| Task instructions |
Exactly reproduce each entry, leaving out nothing.

| Data excerpts |
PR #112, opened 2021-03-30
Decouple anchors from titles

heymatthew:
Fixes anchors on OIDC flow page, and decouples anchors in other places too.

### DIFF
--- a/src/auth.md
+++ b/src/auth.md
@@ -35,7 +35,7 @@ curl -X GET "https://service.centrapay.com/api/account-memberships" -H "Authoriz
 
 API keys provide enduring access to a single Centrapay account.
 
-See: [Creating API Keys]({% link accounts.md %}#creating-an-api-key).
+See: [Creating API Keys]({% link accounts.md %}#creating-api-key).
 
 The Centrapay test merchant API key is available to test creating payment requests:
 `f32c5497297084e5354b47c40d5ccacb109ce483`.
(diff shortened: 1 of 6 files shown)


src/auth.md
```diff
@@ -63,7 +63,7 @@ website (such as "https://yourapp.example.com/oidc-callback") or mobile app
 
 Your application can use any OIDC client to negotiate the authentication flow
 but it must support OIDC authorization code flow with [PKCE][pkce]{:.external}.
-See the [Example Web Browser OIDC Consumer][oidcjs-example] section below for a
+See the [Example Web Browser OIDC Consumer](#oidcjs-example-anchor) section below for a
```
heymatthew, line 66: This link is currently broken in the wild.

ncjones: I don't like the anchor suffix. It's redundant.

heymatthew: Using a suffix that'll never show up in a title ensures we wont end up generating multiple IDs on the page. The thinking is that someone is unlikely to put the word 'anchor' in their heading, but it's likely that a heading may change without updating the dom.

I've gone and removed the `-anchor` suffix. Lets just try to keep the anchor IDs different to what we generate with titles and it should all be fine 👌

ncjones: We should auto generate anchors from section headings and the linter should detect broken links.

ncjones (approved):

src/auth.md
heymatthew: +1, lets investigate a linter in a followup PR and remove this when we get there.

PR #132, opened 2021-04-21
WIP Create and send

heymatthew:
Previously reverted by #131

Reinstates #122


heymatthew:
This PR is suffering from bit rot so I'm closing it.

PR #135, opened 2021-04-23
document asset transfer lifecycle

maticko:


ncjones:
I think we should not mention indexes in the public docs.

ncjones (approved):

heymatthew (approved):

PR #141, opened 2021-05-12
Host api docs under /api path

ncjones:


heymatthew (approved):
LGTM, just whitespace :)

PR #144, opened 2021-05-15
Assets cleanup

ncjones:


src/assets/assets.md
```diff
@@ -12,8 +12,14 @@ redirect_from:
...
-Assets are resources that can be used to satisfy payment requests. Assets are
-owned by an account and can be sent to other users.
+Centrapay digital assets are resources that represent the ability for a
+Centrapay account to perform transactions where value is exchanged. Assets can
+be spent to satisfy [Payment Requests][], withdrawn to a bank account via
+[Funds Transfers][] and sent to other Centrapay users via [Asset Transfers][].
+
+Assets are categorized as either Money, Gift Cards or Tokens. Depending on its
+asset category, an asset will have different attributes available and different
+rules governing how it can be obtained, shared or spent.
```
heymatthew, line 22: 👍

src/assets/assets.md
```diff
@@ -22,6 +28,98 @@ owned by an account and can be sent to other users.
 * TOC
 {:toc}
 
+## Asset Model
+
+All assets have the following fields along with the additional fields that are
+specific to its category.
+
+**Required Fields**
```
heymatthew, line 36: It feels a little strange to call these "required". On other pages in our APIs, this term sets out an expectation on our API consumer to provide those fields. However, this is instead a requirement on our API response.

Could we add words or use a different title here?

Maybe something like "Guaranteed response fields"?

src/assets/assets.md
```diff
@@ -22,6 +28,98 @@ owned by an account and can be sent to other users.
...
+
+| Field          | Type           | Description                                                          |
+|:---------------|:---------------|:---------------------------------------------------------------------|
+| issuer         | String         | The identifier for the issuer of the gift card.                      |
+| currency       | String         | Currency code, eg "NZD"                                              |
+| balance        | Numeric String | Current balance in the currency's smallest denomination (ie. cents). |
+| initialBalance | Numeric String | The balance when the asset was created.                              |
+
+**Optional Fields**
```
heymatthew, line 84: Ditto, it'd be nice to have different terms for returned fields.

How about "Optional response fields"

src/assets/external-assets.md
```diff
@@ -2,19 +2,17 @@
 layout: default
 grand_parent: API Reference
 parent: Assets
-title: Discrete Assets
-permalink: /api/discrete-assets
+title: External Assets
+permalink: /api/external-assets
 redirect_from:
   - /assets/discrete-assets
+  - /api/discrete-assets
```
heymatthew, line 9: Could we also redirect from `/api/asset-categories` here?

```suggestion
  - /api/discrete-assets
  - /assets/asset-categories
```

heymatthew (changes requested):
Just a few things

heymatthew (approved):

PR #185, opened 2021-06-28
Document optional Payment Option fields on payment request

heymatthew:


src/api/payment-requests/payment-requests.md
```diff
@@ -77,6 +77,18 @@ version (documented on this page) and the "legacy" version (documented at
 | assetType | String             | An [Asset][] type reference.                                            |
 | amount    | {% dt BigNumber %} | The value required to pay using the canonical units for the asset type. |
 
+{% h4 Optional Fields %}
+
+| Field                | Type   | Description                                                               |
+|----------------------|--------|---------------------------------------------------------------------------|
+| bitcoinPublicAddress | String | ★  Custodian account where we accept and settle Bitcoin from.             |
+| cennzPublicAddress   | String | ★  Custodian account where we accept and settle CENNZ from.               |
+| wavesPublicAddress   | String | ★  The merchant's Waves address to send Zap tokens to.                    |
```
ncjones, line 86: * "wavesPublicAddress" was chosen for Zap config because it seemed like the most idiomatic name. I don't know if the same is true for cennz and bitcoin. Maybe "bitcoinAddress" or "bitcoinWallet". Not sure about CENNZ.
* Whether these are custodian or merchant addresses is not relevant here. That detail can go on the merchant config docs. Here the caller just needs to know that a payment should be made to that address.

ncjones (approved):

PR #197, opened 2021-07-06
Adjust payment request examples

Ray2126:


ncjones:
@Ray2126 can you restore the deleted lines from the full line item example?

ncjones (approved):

| Output for this task |
PR #112, opened 2021-03-30
Decouple anchors from titles

heymatthew:
Fixes anchors on OIDC flow page, and decouples anchors in other places too.

### DIFF
--- a/src/auth.md
+++ b/src/auth.md
@@ -35,7 +35,7 @@ curl -X GET "https://service.centrapay.com/api/account-memberships" -H "Authoriz
 
 API keys provide enduring access to a single Centrapay account.
 
-See: [Creating API Keys]({% link accounts.md %}#creating-an-api-key).
+See: [Creating API Keys]({% link accounts.md %}#creating-api-key).
 
 The Centrapay test merchant API key is available to test creating payment requests:
 `f32c5497297084e5354b47c40d5ccacb109ce483`.
(diff shortened: 1 of 6 files shown)


src/auth.md
```diff
@@ -63,7 +63,7 @@ website (such as "https://yourapp.example.com/oidc-callback") or mobile app
 
 Your application can use any OIDC client to negotiate the authentication flow
 but it must support OIDC authorization code flow with [PKCE][pkce]{:.external}.
-See the [Example Web Browser OIDC Consumer][oidcjs-example] section below for a
+See the [Example Web Browser OIDC Consumer](#oidcjs-example-anchor) section below for a
```
heymatthew, line 66: This link is currently broken in the wild.

ncjones: I don't like the anchor suffix. It's redundant.

heymatthew: Using a suffix that'll never show up in a title ensures we wont end up generating multiple IDs on the page. The thinking is that someone is unlikely to put the word 'anchor' in their heading, but it's likely that a heading may change without updating the dom.

I've gone and removed the `-anchor` suffix. Lets just try to keep the anchor IDs different to what we generate with titles and it should all be fine 👌

ncjones: We should auto generate anchors from section headings and the linter should detect broken links.

ncjones (approved):

src/auth.md
heymatthew: +1, lets investigate a linter in a followup PR and remove this when we get there.

PR #132, opened 2021-04-21
WIP Create and send

heymatthew:
Previously reverted by #131

Reinstates #122


heymatthew:
This PR is suffering from bit rot so I'm closing it.

PR #135, opened 2021-04-23
document asset transfer lifecycle

maticko:


ncjones:
I think we should not mention indexes in the public docs.

ncjones (approved):

heymatthew (approved):

PR #141, opened 2021-05-12
Host api docs under /api path

ncjones:


heymatthew (approved):
LGTM, just whitespace :)

PR #144, opened 2021-05-15
Assets cleanup

ncjones:


src/assets/assets.md
```diff
@@ -12,8 +12,14 @@ redirect_from:
...
-Assets are resources that can be used to satisfy payment requests. Assets are
-owned by an account and can be sent to other users.
+Centrapay digital assets are resources that represent the ability for a
+Centrapay account to perform transactions where value is exchanged. Assets can
+be spent to satisfy [Payment Requests][], withdrawn to a bank account via
+[Funds Transfers][] and sent to other Centrapay users via [Asset Transfers][].
+
+Assets are categorized as either Money, Gift Cards or Tokens. Depending on its
+asset category, an asset will have different attributes available and different
+rules governing how it can be obtained, shared or spent.
```
heymatthew, line 22: 👍

src/assets/assets.md
```diff
@@ -22,6 +28,98 @@ owned by an account and can be sent to other users.
 * TOC
 {:toc}
 
+## Asset Model
+
+All assets have the following fields along with the additional fields that are
+specific to its category.
+
+**Required Fields**
```
heymatthew, line 36: It feels a little strange to call these "required". On other pages in our APIs, this term sets out an expectation on our API consumer to provide those fields. However, this is instead a requirement on our API response.

Could we add words or use a different title here?

Maybe something like "Guaranteed response fields"?

src/assets/assets.md
```diff
@@ -22,6 +28,98 @@ owned by an account and can be sent to other users.
...
+
+| Field          | Type           | Description                                                          |
+|:---------------|:---------------|:---------------------------------------------------------------------|
+| issuer         | String         | The identifier for the issuer of the gift card.                      |
+| currency       | String         | Currency code, eg "NZD"                                              |
+| balance        | Numeric String | Current balance in the currency's smallest denomination (ie. cents). |
+| initialBalance | Numeric String | The balance when the asset was created.                              |
+
+**Optional Fields**
```
heymatthew, line 84: Ditto, it'd be nice to have different terms for returned fields.

How about "Optional response fields"

src/assets/external-assets.md
```diff
@@ -2,19 +2,17 @@
 layout: default
 grand_parent: API Reference
 parent: Assets
-title: Discrete Assets
-permalink: /api/discrete-assets
+title: External Assets
+permalink: /api/external-assets
 redirect_from:
   - /assets/discrete-assets
+  - /api/discrete-assets
```
heymatthew, line 9: Could we also redirect from `/api/asset-categories` here?

```suggestion
  - /api/discrete-assets
  - /assets/asset-categories
```

heymatthew (changes requested):
Just a few things

heymatthew (approved):

PR #185, opened 2021-06-28
Document optional Payment Option fields on payment request

heymatthew:


src/api/payment-requests/payment-requests.md
```diff
@@ -77,6 +77,18 @@ version (documented on this page) and the "legacy" version (documented at
 | assetType | String             | An [Asset][] type reference.                                            |
 | amount    | {% dt BigNumber %} | The value required to pay using the canonical units for the asset type. |
 
+{% h4 Optional Fields %}
+
+| Field                | Type   | Description                                                               |
+|----------------------|--------|---------------------------------------------------------------------------|
+| bitcoinPublicAddress | String | ★  Custodian account where we accept and settle Bitcoin from.             |
+| cennzPublicAddress   | String | ★  Custodian account where we accept and settle CENNZ from.               |
+| wavesPublicAddress   | String | ★  The merchant's Waves address to send Zap tokens to.                    |
```
ncjones, line 86: * "wavesPublicAddress" was chosen for Zap config because it seemed like the most idiomatic name. I don't know if the same is true for cennz and bitcoin. Maybe "bitcoinAddress" or "bitcoinWallet". Not sure about CENNZ.
* Whether these are custodian or merchant addresses is not relevant here. That detail can go on the merchant config docs. Here the caller just needs to know that a payment should be made to that address.

ncjones (approved):

PR #197, opened 2021-07-06
Adjust payment request examples

Ray2126:


ncjones:
@Ray2126 can you restore the deleted lines from the full line item example?

ncjones (approved):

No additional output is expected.